文之助さんも登場してお誕生日のことを…同じく12月生まれと言いかけはりましたが、ホンマは5月28日なんやそうです。
でもプレゼントは今から受付けはるそうです
この動楽亭で雀々さんで聴いた記憶が鮮明な「鶴満寺」を掛けはりました。
この噺は舞台が大阪の長柄にあるお寺ということですが、狂言の「花折」とほぼ同内容の噺です。
狂言の方には芸妓さんや幇間は登場しませんが、寺男が住職の留守に買収されて花見をさせるところが同じです。
狂言「花折」では万作さんの寺男を拝見したことがあり、その記憶のせいで「鶴満寺」の寺男もそれなりに好ましく感じるような気がします。
中入りの後にはあさ吉さんが登場しはりました。
はてさて吉朝一門のメンバーは仲がよいのか、悪いのか
同じ一門の吉の丞さんもSAYAKAホールの1月12日の会を驚きのコメントでツイートしたはりましたから、推して知るべし、ってとこでしょうか。
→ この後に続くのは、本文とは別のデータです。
PR #776, opened 2026-08-08
complete the https to openid_federation prefix rename in the invalid_request example

marcoscaceres:
#401 renamed the `https` Client Identifier Prefix to `openid_federation`, including in the sentence immediately below the prefix list, but this occurrence in the `invalid_request` example was missed. Changed in both 1.0 and 1.1.


jogu (approved):
Looks correct to me, thanks Marcos.

c2bo (approved):
To be fair, using `https` as a client-id Prefix is a valid example for `invalid_request` (since it doesn't exist anymore) :sweat_smile:

fkj (approved):

dpostnikov (approved):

三輝さんの「子ほめ」のお稽古の話や、ブルネイに落語をしに行かはった枕も楽しかったのですが、例によって枕とは何の脈絡もなく突然に「かぜうどん」でした
これって狙ったはるの?
あのうどん屋さんの『そぉ~やぁう~』と聴こえる、立て前って言うんでしょうか?掛け声?
あれは何の意味なんでしょうか?
落語会に通い始めた頃からずっと疑問には思っていたのですが、今日のあさ吉さんの「かぜうどん」には凄い頻度で出て来るので、めちゃくちゃ気になりました。
そう言えば過日紅雀さんで聴いた「かぜうどん」には、うどん屋の灯りで子どもにオシッコさせる件がなかった気がするなぁ。
紅雀さんのにはいつもないんでしょうか?
最後は雀三郎さんで、ちょっと汚い話題が出て来るので、余り好きな噺ではない「けんげしゃ茶屋」でしたが、私は雀三郎さんという噺家さんがかなり好きなようで、そんなに嫌な気分にならずに楽しむことが出来ました。
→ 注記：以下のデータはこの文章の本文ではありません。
PR #782, opened 2026-08-20
Normatively define how an SD-JWT VC is returned in vp_token

### LINKED ISSUE #780: It's not normatively defined how to return an SD-JWT VC
When defining how credential are returned in vp_token, we say in https://openid.github.io/OpenID4VP/openid-4-verifiable-presentations-1_1-wg-draft.html#name-response-parameters:

> Each Presentation is represented as a string or object, depending on the format as defined in Appendix B

However https://openid.github.io/OpenID4VP/openid-4-verifiable-presentations-1_1-wg-draft.html#name-ietf-sd-jwt-vc doesn't actually define this for SD-JWT VC.

The obvious answer seems to be to say it needs to be a string containing the compact serialisation, and this is mostly backed up by https://www.ietf.org/archive/id/draft-ietf-oauth-sd-jwt-vc-18.html#section-2.2 which says:

> A presentation of an SD-JWT VC MUST be encoded as an SD-JWT or as an SD-JWT+KB defined in Section 4 or Section 8 of [[RFC9901](https://www.ietf.org/archive/id/draft-ietf-oauth-sd-jwt-vc-18.html#RFC9901)]. By default, the format defined in Section 4 of [[RFC9901](https://www.ietf.org/archive/id/draft-ietf-oauth-sd-jwt-vc-18.html#RFC9901)] is used, whereas support for the JWS JSON Serialization in Section 8 of [[RFC9901](https://www.ietf.org/archive/id/draft-ietf-oauth-sd-jwt-vc-18.html#RFC9901)] is OPTIONAL.

(Tangentially related to https://github.com/openid/OpenID4VC-HAIP/issues/380 which suggests that the JSON serialisation is not actually usable in practice in OpenID4VP currently.)

jogu:
Specify that each SD-JWT VC presentation is a string containing an SD-JWT or SD-JWT+KB in the compact serialized format from Section 4 of the SD-JWT specification, and that the JWS JSON Serialization must not be used, as agreed in the working group discussion today.

closes #780

### DIFF
--- a/1.0/openid-4-verifiable-presentations-1_0.md
+++ b/1.0/openid-4-verifiable-presentations-1_0.md
@@ -3226,6 +3226,8 @@ the inheritance logic defined in [@!I-D.ietf-oauth-sd-jwt-vc].
 
 ### Presentation Response
 
+Each Presentation is represented as a string containing an SD-JWT or SD-JWT+KB in the compact serialized format defined in Section 4 of [@!I-D.ietf-oauth-selective-disclosure-jwt]. The JWS JSON Serialization defined in Section 8 of [@!I-D.ietf-oauth-selective-disclosure-jwt] MUST NOT be used with the `dc+sd-jwt` Credential Format Identifier.
+
 A non-normative example DCQL query using the SD-JWT VC format is shown in (#dcql_query_example).
 The respective response is shown in (#response_dcql_query).
 
@@ -3639,6 +3641,7 @@ The technology described in this specification was made available from contribut
    * Clarify that `aud` corresponds to `issuer` Wallet Metadata paremeter if Dynamic Discovery is used
    * Clarified that request_uri_method is a case-sensitive string
    * Remove requirements for duplicate claim entries
+   * Clarify `dc+sd-jwt` presentations use the compact serialized SD-JWT format
    
 -final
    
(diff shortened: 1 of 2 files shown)


c2bo (approved):

dpostnikov:
Discussed on the APAC call today:
- Feedback from the WG was requested.
- @jogu, to update for 1.0 as well?
- "The JWS JSON Serialization defined in Section 8 of [@!I-D.ietf-oauth-selective-disclosure-jwt] MUST NOT be used." need to be further qualified.

c2bo:
> * @jogu, to update for 1.0 as well?

Agreed, this should imho go into 1.0 errata as well

jogu:
Both points resolved. I did actually mean to put it into 1.0 errata but forget. Then remembered and forgot again. So I agree it should be there.

brentzundel (approved):

brentzundel:
Discussion in group: We need to see if this is needed after #726. It may work to land this one anyway.

jogu:
> Discussion in group: We need to see if this is needed after #726. It may work to land this one anyway.

Even if we reference a version of SD-JWT VC that includes the changes in https://github.com/oauth-wg/oauth-sd-jwt-vc/pull/425/changes I think we still need this text to make clear that, even if an ecosystem decides to fully define a JSON serialisation, that it needs to have a different credential format identifier than the compact serialisation.

Sakurann (approved):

雀三郎さんが好きなのはその歯切れのよさと、スピード感、でしょうね。
もちろん総合的に“巧い”から、というのが前提にあるように思うんですが。
巧いとは思うけど好きやないという落語家さんもいたはるし、巧くないとは思うけど好感が持てるという落語家さんもいたはるし、やっぱり巧いから大好き  っていう落語家さんもいたはるんですね。
落語はその語り手のお人柄をかなり如実に感じる芸能のような気がします。